Most opportunities materialize from who you know. Help your student think of adults in their lives who could be potential job connections — neighbors, high school counselors, coaches, parents of friends, members of their religious community, teachers.

“I coached a student who dreamed about opening her own juice smoothie shop,” recalls Crystal Olivarria, a career coach at CareerConversationalist.com. “She approached a friend’s father about working in one of his bagel stores. The father was impressed because usually parents ask for jobs for their teenagers; she was the first teenager to ask for a job.”

Additional tip: Don’t just rely on your network. Help your student realize their network, then encourage them to ask about opportunities.

Go digital

They’re on their smart phones anyway, so encourage them to do some online research. Many students find jobs via social media or on company websites. Companies may be looking for employees on local job boards, Twitter, Facebook, LinkedIn, or other platforms. Encourage your teen to do a little digging about summer work on the web. They may be able to submit a few applications online, instead of walking door to door and asking for one.

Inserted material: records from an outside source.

PR #1160, opened 2026-09-10
Fix interpolate file writes on Windows (fchmod and rename)

### LINKED ISSUE #1159: `interpolate` cannot write files on Windows: `module 'os' has no attribute 'fchmod'`
`ksm interpolate` cannot write output files on Windows. Two separate causes in the write path:

**1. `os.fchmod` is unavailable.** It only gained Windows support in [Python 3.13](https://docs.python.org/3/library/os.html#os.fchmod), and the Windows installer bundles an older interpreter: `keeper-ksm.exe version` reports `Python Version: 3.12.10` on the 1.3.0 installer.

The shipped build always hits an error on Windows:
```
> echo PLAIN=hello > tpl.txt
> keeper-ksm.exe interpolate tpl.txt -o out.txt
Error: Failed to write output file out.txt: module 'os' has no attribute 'fchmod'
```

Exit code 1, no file written. No secrets are needed to reproduce: the template contains no `keeper://` references, so this is purely the file write. Writing to stdout (omitting `-o`) works fine.

**2. `os.rename` cannot overwrite.** It raises `FileExistsError` on Windows when the destination exists, so even with the permission call fixed, writing over an existing file still fails — and that hits `-w/--in-place` unconditionally, since its destination exists by definition. Verified on Windows 11 / Python 3.14.4:

```
os.rename over existing:  FAIL -> FileExistsError [WinError 183]
os.replace over existing: OK
```

**Affected code**, identical on `master` and at tag `ksm-cli-v1.5.0`:

| Line | Call | Paths |
|---|---|---|
| `interpolate.py:407`, `:725` | `os.fchmod` | `-w`, `-o` |
| `interpolate.py:413`, `:731` | `os.rename` | `-w`, `-o` |

Worth noting `-o` is the pattern `--help` recommends as the safe one, with bare stdout gated behind `--allow-unsafe-for-eval` — so on Windows the safe path is the only one that doesn't work.

Suggested fix: guard the `fchmod` call on `hasattr(os, 'fchmod')` and switch to `os.replace()`. PR #1160.

yutamago:
Fixes #1159.

`ksm interpolate` cannot write an output file on Windows. While fixing the reported
`os.fchmod` crash I found a second call in the same path with no Windows-compatible
semantics, so this addresses both.

## The two problems

**1. `os.fchmod()` is unavailable on Windows before Python 3.13.**

The reported crash. Worth correcting one detail from my issue report: `os.fchmod` is *not*
Unix-only — it [gained Windows support in Python 3.13](https://docs.python.org/3/library/os.html#os.fchmod).
The reason every Windows user hits this anyway is that the official installer bundles
Python 3.12, so the affected build ships with the CLI:

```
> keeper-ksm.exe version
Python Version: 3.12.10
```

A `pip install` on Windows with Python 3.13+ would not hit this one — but would still hit
the next.

**2. `os.rename()` cannot overwrite on Windows.**

Not in the original report. `os.rename()` raises `FileExistsError` when the destination
exists on Windows, so even with the permission call fixed, writing to an existing output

Additional tip: If your student is searching for jobs online, make sure they clean up their Facebook, Twitter, Instagram, and other social media accounts before applying. Since they aren’t applying in person, the hiring manager may look them up online.

Explore internships

While internships are typically associated with college, more and more high school students are snagging them. Internships are a great opportunity for your teen to learn whether a certain profession or industry is right for them.

Just be realistic about applying for internships as a high school student. “I see a lot of high school students who devote a substantial amount of time applying for internships that they’re clearly not qualified for, and then they burn out with all of the effort,” says Colleen Paparella Ganjian of DC College Counseling, LLC.

Additional tip: Make sure your student isn’t only considering summer internships. Make sure they continue to apply for more traditional gigs as well.

Think outside the box

Creative son or daughter? Help him or her open an Etsy.com store. No car to get to a job? Encourage them to put a flyer in the mail offering their services around the neighborhood, for tasks like pet sitting, yard work, or other odd jobs. Or suggest your teen volunteer for the summer — they may not be earning money, but it will be a good resume booster and networking tool.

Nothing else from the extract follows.